That’s just wrong. It won’t even be close.
The Great Depression was a different beast.
From peak to trough, the Great Depression draw-down in the Dow Jones Industrial Average was -90%. Basically, everything was on the verge of going to zero.
(Get ready for my amateur charting skills…)
The Great Depression (1929 – 1932)

Some people are pointing to the first leg of the decline from the Great Depression (-50% ; see first circle in chart above), saying this is what we’re seeing now in March 2020, and that we have much further to fall after the recent “relief rally” that saw +20% gains from lows.
Those same people are also referencing this Boom/Bust Cycle chart below, saying with utmost confidence that we’re still currently at the “Return to normal” point near the top, and not near the point of greatest “Despair”. That’s plain wrong. These are very misguided people. We’re not heading into a multi-year period of slow death in the stock market.

Sure, we might fall further from here. But it won’t be a significant fall. No way.
Back to the Great Depression…
Why was it so bad from 1929 – 1932 (-90% Draw-down)?

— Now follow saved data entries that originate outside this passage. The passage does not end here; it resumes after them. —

PR #10729, opened 2017-07-03
Wrap EvalScript in a ScriptExecution class

luke-jr:
When we last discussed making scripts debuggable (sometime after #3901), the plan was to instead trace execution rather than single-step through it.

This is the first step toward that goal. The full implementation can be found on my `script_debugger` branch.

PR #10730, opened 2017-07-03
Move script flag to/from-string logic from tests to script/interpreter

luke-jr:
When we last discussed making scripts debuggable (sometime after #3901), the plan was to instead trace execution rather than single-step through it.

This is a dependency step toward that, and is eventually used for the RPC `verifyscript` to parse its `"flags"` option.

See also #10729


jonasschnelli:
Needs rebase

luke-jr:
Rebased

laanwj:
I'm okay with moving this out of the tests if it's necessary in another place, however the string stuff doesn't belong with the interpreter consensus code IMO. Better to keep it in a separate compilation unit, like with the CBitcoinAddress split done in #11117.

laanwj:
@luke-jr ping?

luke-jr:
Hmm, so where would you suggest? Bundle it in with RPC-specific stuff?

luke-jr:
Rebased, and moved it to script/script_flags.{h,cpp} for now.

luke-jr:
Closing due to apparent lack of interest/reviewers

PR #10733, opened 2017-07-03
getwalletinfo: return path for wallet file

instagibbs:
Makes handling multiwallet a bit easier in case user forgets which wallet is loaded.


jnewbery:
I believe this functionality is covered by #10604

instagibbs:
aw crap thanks

PR #10738, opened 2017-07-04
net: drop custom CNode refcounting in favor of smart pointers

theuni:
This is a more involved version of #10697, which instead completely gets rid of our nasty AddRef() and Release() in favor of automatic lifetime management.

Special care must be taken, though, to only delete CNodes from a single thread, and to control which thread that is. Eventually, this should move to the message processing thread, so that it's not possible to hit cs_main from the main network thread.

In order to do this safely, this PR introduces 2 new generic smart pointer types: strong_ptr and decay_ptr. They provide a functionality that I've wanted for a long time: the ability to safely decay a shared_ptr to a unique_ptr. That sounds somewhat nonsensical at first, but it's useful to be able to make copies of a pointer for a while, stop, wait until only one remains, then delete with guaranteed safety.

Please read shared_ptr.h and check out the tests before groaning. I think this is a very cool (and completely safe) pattern.

This functionality could potentially be accomplished with a shared_ptr and polling ptr.unique(), but that's inherently racy because a new copy could be created simultaneously. Even moving to a local instance and calling .unique() on that one is not safe, as a weak_ptr could be upgraded simultaneously.

Instead, a strong_ptr is created which acts like a unique_ptr but allows shared_ptrs to be "loaned" out. Once a strong_ptr is moved into a decay_ptr, the strong_ptr is reset and no new loans may be created. The decay_ptr tracks the lifetime of the loaned copies, and knows whether or not they have all expired. This can be queried, with no race concerns, with decay_ptr::decay().

Additionally, if the loaned shared_ptrs for some reason outlive the strong_ptr/decay_ptr, they are safely deleted once the last loaned shared_ptr expires. So there is no risk of leaks.

In order to make review easier, these changes were made in a few stages:
1. Where possible, make functions agnostic to the type of pointer being used
2. Switch to shared_ptr but keep existing refcounting on top
3. Switch to strong_ptr
4. Drop existing refcounting and now-unnecessary locking.

### DIFF
--- a/src/net.h
+++ b/src/net.h
@@ -166,8 +166,8 @@ public:
     {
         LOCK(cs_vNodes);
         for (auto&& node : vNodes) {
-            if (NodeFullyConnected(node))
-                func(node);
+            if (NodeFullyConnected(node.get()))
+                func(node.get());
         }
     };
 
@@ -176,8 +176,8 @@ public:
     {
         LOCK(cs_vNodes);
         for (auto&& node : vNodes) {
-            if (NodeFullyConnected(node))
-                func(node);
+            if (NodeFullyConnected(node.get()))
+                func(node.get());
         }
     };
 
@@ -186,8 +186,8 @@ public:
     {
         LOCK(cs_vNodes);
         for (auto&& node : vNodes) {
-            if (NodeFullyConnected(node))
-                pre(node);
+            if (NodeFullyConnected(node.get()))
+                pre(node.get());
         }
         post();
     };
@@ -197,8 +197,8 @@ public:
     {
         LOCK(cs_vNodes);
         for (auto&& node : vNodes) {
-            if (NodeFullyConnected(node))
-                pre(node);
+            if (NodeFullyConnected(node.get()))
+                pre(node.get());
         }
         post();
     };
@@ -303,10 +303,10 @@ private:
     uint64_t CalculateKeyedNetGroup(const CAddress& ad) const;
 
     bool AttemptToEvictConnection();
-    CNode* ConnectNode(CAddress addrConnect, const char *pszDest, bool fCountFailure);
+    std::shared_ptr<CNode> ConnectNode(CAddress addrConnect, const char *pszDest, bool fCountFailure);
     bool IsWhitelistedRange(const CNetAddr &addr);
 
-    void DeleteNode(CNode* pnode);
+    void DeleteNode(std::shared_ptr<CNode>&& pnode);
 
     NodeId GetNewNodeId();
 
@@ -329,11 +329,11 @@ private:
     static bool NodeFullyConnected(const CNode* pnode);
 
     template <typename Callable>
-    CNode* FindNode(Callable&& func)
+    std::shared_ptr<CNode> FindNode(Callable&& func)
     {
         LOCK(cs_vNodes);
         for (auto& node : vNodes) {
-            if(func(node)) {
+            if(func(node.get())) {
                 return node;
             }
         }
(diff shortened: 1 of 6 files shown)


theuni:
Note that https://github.com/bitcoin/bitcoin/pull/10697#issuecomment-311811754 applies here as well.

theuni:
Test failure looks unrelated and matches another one here: https://travis-ci.org/bitcoin/bitcoin/jobs/248773151. Kicking off a new build.

laanwj:
Needs rebase.

src/strong_ptr.h
```diff
@@ -0,0 +1,317 @@
...
+            // Some long-lived operation
+        }
+
+        int main()
+        {
+            strong_ptr<int> str(make_strong<int>(100));
+            std::thread(func, str.get_shared());
+            decay_ptr<int> dec(std::move(strong));
+            // The original strong_ptr is now reset
+            while (!dec.decayed()) {
```
ryanofsky: I don't understand how make_strong/strong_ptr/decay_ptr provide any benefit in this example. Why wouldn't you just use regular shared pointers, and write this loop as `while (str.use_count() > 1)`?

theuni: a weak_ptr can be created from a shared_ptr without bumping its refcount. That weak_ptr can ```lock()``` in a separate thread just after checking use_count() here. ```shared_ptr.unique()``` (```shared_ptr.use_count() == 1```) was deprecated in c++17 for that reason.

Once moved to a decay_ptr, ```decayed()``` is a trustworthy ```unique()```.

laanwj: I don't think this is a particularly good example, as it encourages busy waiting :-) But for the application in our net code it's a clever solution.

src/strong_ptr.h
```diff
@@ -0,0 +1,317 @@
...
+        m_shared.reset(nullptr, shared_deleter{m_data});
+        return *this;
+    }
+
+    void reset()
+    {
+        m_data.reset();
+        m_shared.reset();
+    }
+    void reset(std::nullptr_t)
```
laanwj: What is the advantage of having a specific overload for nullptr_t?

src/net.h
```diff
@@ -333,6 +328,19 @@ class CConnman
     // Whether the node should be passed out in ForEach* callbacks
     static bool NodeFullyConnected(const CNode* pnode);
 
+    template <typename Callable>
```
laanwj: Nice! I like how this cleans up the searching functions. Maybe add a comment (for doxygen) that this returns the first (arbitrary) node that matches a certain predicate, or `nullptr` otherwise.

src/net.h
```diff
@@ -329,6 +329,19 @@ class CConnman
     // Whether the node should be passed out in ForEach* callbacks
     static bool NodeFullyConnected(const CNode* pnode);
 
+    std::vector<std::shared_ptr<CNode>> GetNodesCopy() const
```
laanwj: Creating a copy - increasing all refcounts in the process, just to drop them again at the end of the function - feels like a lot of overhead, how many lock operations does that take internally? Can we somehow benchmark that this is more efficient than holding cs_vnodes for the entire time? (or at least, not much slower, not all the cases are performance critical and it does clean up the code)

laanwj (commented):
utACK.
I was able to review everything except some of the C++11 magic in strong.h (commit 2d720aaa626d3866ee3664f1ce9c3d654811e418), but the tests for that look convincing to me. In my opinion this is a big improvement from how things are currently handled.

src/net.h
theuni: Performance isn't the intention, this was done in order to avoid keeping cs_vNodes locked during the ForEachNode callbacks. Though I agree and also really dislike the overhead.

src/strong_ptr.h
theuni: Heh, I have no idea why I added that. Will remove.

jtimon:
The title sounds great because is not "reinventing the wheel" like our own ref_count data structure.
But strong_pointer feels like reinventing the wheel again...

In hindsight, it’s simple. The Federal Reserve at the time did not increase the monetary base, and by not injecting liquidity into the banking system to prevent it from crumbling, it passively watched the economy completely implode starting in 1929. Really terrible.
In the US:
– One third of all Banks shuttered (e.g. New York Bank of United States).
– There were rampant bank-runs.
– Loans were called en masse.
– GDP declined by 30%.
– Industrial production fell by nearly 47%.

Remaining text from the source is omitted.